Christian Lacroix

PARIS, February 29, 2000
By Hamish Bowles
It was a playful "Send in the Clowns" message from Christian Lacroix, who presented his collection in the sawdust ring of a delightful early-19th-century circus. His setting, which included a towering tree of lightbulb garlands, had a certain whimsical charm, one that Lacroix apparently wanted to capture in the clothes.

True to his egalitarian philosophy, Lacroix deconstructed his various lines, mixing Jeans and Bazar pieces with his collection items. Thus, the show opened with his skinny-leg jeans—no ordinary jeans in this fashion genie's hands, of course—given the full couture works, either densely studded with gold and silver rivets or embellished with random artsy patches of bright-colored mink. With his slim pant, Lacroix showed garishly hued boxy mink jackets or tucked and pleated Victorian blouses, all with a high-rise shoulder line.

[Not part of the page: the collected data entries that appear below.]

PR #503, opened 2021-05-25
fix: Do not allow users to change root password

nguyen102:
Issue #, if available:

Description of changes:
* Do not allow users to change root password
* Allow post deployment lambda to change root user password by having the lambda use the function `saveRootPassword`

Checklist:

AS review ticket id:

### DIFF
--- a/addons/addon-base-post-deployment/packages/base-post-deployment/lib/steps/create-root-user-service.js
+++ b/addons/addon-base-post-deployment/packages/base-post-deployment/lib/steps/create-root-user-service.js
@@ -60,9 +60,8 @@ class CreateRootUserService extends Service {
       });
       this.log.info('Created root user in the data lake');
 
-      await dbPasswordService.savePassword(getSystemRequestContext(), {
+      await dbPasswordService.saveRootPassword(getSystemRequestContext(), {
         uid: createdUser.uid,
-        username: rootUserName,
         password: rootUserPassword,
       });
       this.log.info("Created root user's password");
--- a/addons/addon-base/packages/services/lib/db-password/db-password-service.js
+++ b/addons/addon-base/packages/services/lib/db-password/db-password-service.js
@@ -19,6 +19,7 @@ const uuid = require('uuid/v4');
 const Service = require('@aws-ee/base-services-container/lib/service');
 const { ensureCurrentUserOrAdmin } = require('../authorization/assertions');
 const { runAndCatch } = require('../helpers/utils');
+const { isSystem } = require('../authorization/authorization-utils');
 
 const settingKeys = {
   tableName: 'dbPasswords',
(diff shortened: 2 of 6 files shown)


addons/addon-base-post-deployment/packages/base-post-deployment/lib/steps/create-root-user-service.js
```diff
@@ -60,9 +60,8 @@ class CreateRootUserService extends Service {
       });
       this.log.info('Created root user in the data lake');
 
-      await dbPasswordService.savePassword(getSystemRequestContext(), {
+      await dbPasswordService.saveRootPassword(getSystemRequestContext(), {
         uid: createdUser.uid,
-        username: rootUserName,
```
jn1119, line 65: It seems odd that we need to pass `root` username when the method itself is called `saveRootPassword`

addons/addon-base/packages/services/lib/db-password/db-password-service.js
```diff
@@ -45,10 +46,27 @@ class DbPasswordService extends Service {
     }
   }
 
+  async saveRootPassword(requestContext, { password, uid }) {
+    const username = this.settings.get('rootUserName');
+    if (!isSystem(requestContext)) {
+      throw this.boom.badRequest("'root' password can not be changed", true);
```
jn1119: `cannot be changed by non-system user`?

addons/addon-base-post-deployment/packages/base-post-deployment/lib/steps/create-root-user-service.js
nguyen102: We're not passing the `root` username right? The `root` username is being deleted. We're just passing in the `rootUserPassword`

main/solution/backend/config/infra/functions.yml
```diff
@@ -156,6 +156,7 @@ apiHandler:
     APP_ENV_TYPE_CONFIGS_BUCKET_NAME: ${self:custom.settings.envTypeConfigsBucketName}
     APP_ENV_BOOTSTRAP_BUCKET_NAME: ${self:custom.settings.environmentsBootstrapBucketName}
     APP_CUSTOM_USER_AGENT: ${self:custom.settings.customUserAgent}
+    APP_ROOT_USER_NAME: ${self:custom.settings.rootUserName}
```
jn1119, line 159: Where do we use `APP_ROOT_USER_NAME `?

jn1119 (commented):
LGTM overall (just some minor comments)

addons/addon-base-post-deployment/packages/base-post-deployment/lib/steps/create-root-user-service.js
jn1119: oops sorry, makes sense :)

addons/addon-base/packages/services/lib/db-password/db-password-service.js
nguyen102: For now it's only being used by the post deployment lambda, which is a system user. Therefore let's restrict it to only `systems` and reevaluate if we need to expand the scope in the future.

main/solution/backend/config/infra/functions.yml
nguyen102: We use it [here](https://github.com/awslabs/service-workbench-on-aws/blob/27523aee8b40670d169154d75bcc681aa079d29d/addons/addon-base/packages/services/lib/db-password/db-password-service.js#L50) to grab the root username. We also use it on line 62 in the same file.

addons/addon-base/packages/services/lib/db-password/db-password-service.js
jn1119: no, I mean the error/exception message can call out explicitly the error :)

main/solution/backend/config/infra/functions.yml
jn1119: Got it, I keep forgetting that the convention changes to camel case without APP

hatimkhan: Hi all, I happened to see this and wanted to give you a little bit of context around why we have APP_
These are unix environment variables that are passed to the lambda node.js unix process.  We add APP_ so that our environment variables don't collide with any ones provided by lambda.

jn1119 (approved):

Then his clothes got really elaborate. In an eye-boggling palette of shrill neons and brights, foiled with black and white, Lacroix's multi-media pieces were a riot of appliqués, embroideries, color-block prints and patchworks. In their febrile eccentricity, they seemed to owe a debt to the performance art clothing of the late Leigh Bowery, star of the '80s London club scene. While exhilarating at times, Lacroix's ceaselessly inventive touches could prove exhausting at others; his profligate way with the ingredients made some of the dishes indigestible.